Thursday 16 April 2020

On How God Provides


The below is an excerpt from an email written for the congregation where I am one of the pastors.

We know that God can provide miraculously. He’s done it on several occasions: manna in the wilderness, oil in a jar that doesn’t run out, small amounts of bread and fish which feed thousands...

Amazingly, though, in the normal scheme of things, he chooses to provide through a combination of the turn of the seasons, the rhythm of sowing and reaping, and a lot of hard work. It’s just as miraculous in its own way.

So, we pray ‘Give us today our daily bread’ (Matthew 6:11), but we don’t expect the bread suddenly to appear in the bread bin. (If it does in your household, please let us know!) God is still the ultimate giver of the bread, of course, but he provides it through a combination of farmers, bakers, truck drivers, and shop keepers. There’s a similarly long line of people between the rain that falls in the reservoirs and the fresh, clean water that comes out of our taps. No bread or water comes to our tables without the work, time, skills, and gifts of people who work on our behalf.

The 16th-century reformer Martin Luther recognised this, insisting that the farmer shoveling manure and the maid milking cows please God through their work as much as the pastor preaching or praying. As Luther made clear, ‘God is milking the cows through the vocation of the milkmaid’. He knew that so-called ‘ordinary’ men and women are agents of God’s providential care in the world. Our work – your work – is one of the ways God himself works in the world.

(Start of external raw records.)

Issue #1003, opened 2020-10-01
updateRelease REST API return 500 on moderation request


mcjaeger:
There is the update method here:

https://github.com/eclipse/sw360/blob/07f1c080c6b6863bce440cb77f4d02eb3a65cdb1/rest/resource-server/src/main/java/org/eclipse/sw360/rest/resourceserver/release/Sw360ReleaseService.java#L151

turned out this is returning a 500 error even a moderation request could be created. Should be a different return info or maybe 500, but telling the user that a moderation request is there.

mcjaeger:
(from sw360telco): 
1. recommendation is to return 202 http code (https://en.wikipedia.org/wiki/List_of_HTTP_status_codes)
1.a 202 over 200 would have the advantage to let the client understand by http code that a moderation request has been created
2. response shall contain json about the moderation request (maybe HAL style)
3. since this will be the next thing: offer api to access and approve moderation requests

PR #1160, opened 2021-03-25
fix(rest): Fix status code when moderation request is created as a part of an API call

JaideepPalit:
> Fix status code when moderation request is created as a part of an API call
>  * Affected APIs in ProjectController - Update Project, Add/Patch Releases to a project, Patch vulnerabilities of a project, Add Attachment To Project
>  * Affected APIs in ReleaseController - Update Releases, Delete Attachments from releases
>  * Affected APIs in ComponentController - Delete Attachments from component, Delete Components, Update Components, Add Attachment To Component

> * Which issue is this pull request belonging to and how is it solving it? (*#1003*)

### Checklist
Must:

### DIFF
--- a/rest/resource-server/src/main/java/org/eclipse/sw360/rest/resourceserver/component/ComponentController.java
+++ b/rest/resource-server/src/main/java/org/eclipse/sw360/rest/resourceserver/component/ComponentController.java
@@ -51,6 +51,9 @@ import org.springframework.util.MultiValueMap;
 import org.springframework.web.bind.annotation.*;
 import org.springframework.web.multipart.MultipartFile;
 import org.springframework.web.servlet.support.ServletUriComponentsBuilder;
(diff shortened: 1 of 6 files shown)


ravi110336:
For update components API, the response status is perfectly fine with status code 202, but the response element is showing the updated element value but when we go and validate it in sw360 it didn't updated for user token which is correct instead it should create moderation request.

I think in these scenarios for status 202, we should have one generic response message like "Moderation Request is created."

image

JaideepPalit:
Thanks for review and test. 
Added proper message in response body when moderation request is created.

ravi110336:
Thanks Jaideep. Tested and working fine now, we can merge this.

image
image

ravi110336 (approved):
Code looks good, kindly merge.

In these recent weeks, this has been pressed home to us with even more force.

If ever there was a time we needed dedicated doctors, paramedics, nurses, healthcare workers, microbiologists, economists, government leaders – and many others like them – it is now. They deserve our respect and admiration as well as our prayers at this time. But it’s also a time when the significance of the apparently more ‘mundane’ jobs has come to the fore – the people who stock the shelves and serve us in shops, the people who deliver our post, the people who empty our wheelie bins. God uses them all, working through them to bring about his own good purposes for society.

For us, too, whatever we find ourselves doing in this season, God continues to work through us to benefit other people – as husbands, wives, fathers, mothers, sons, daughters, grandparents, friends, neighbours, and colleagues. Through us, in spite of the current situation and however we might feel about it, God is at work each and every day.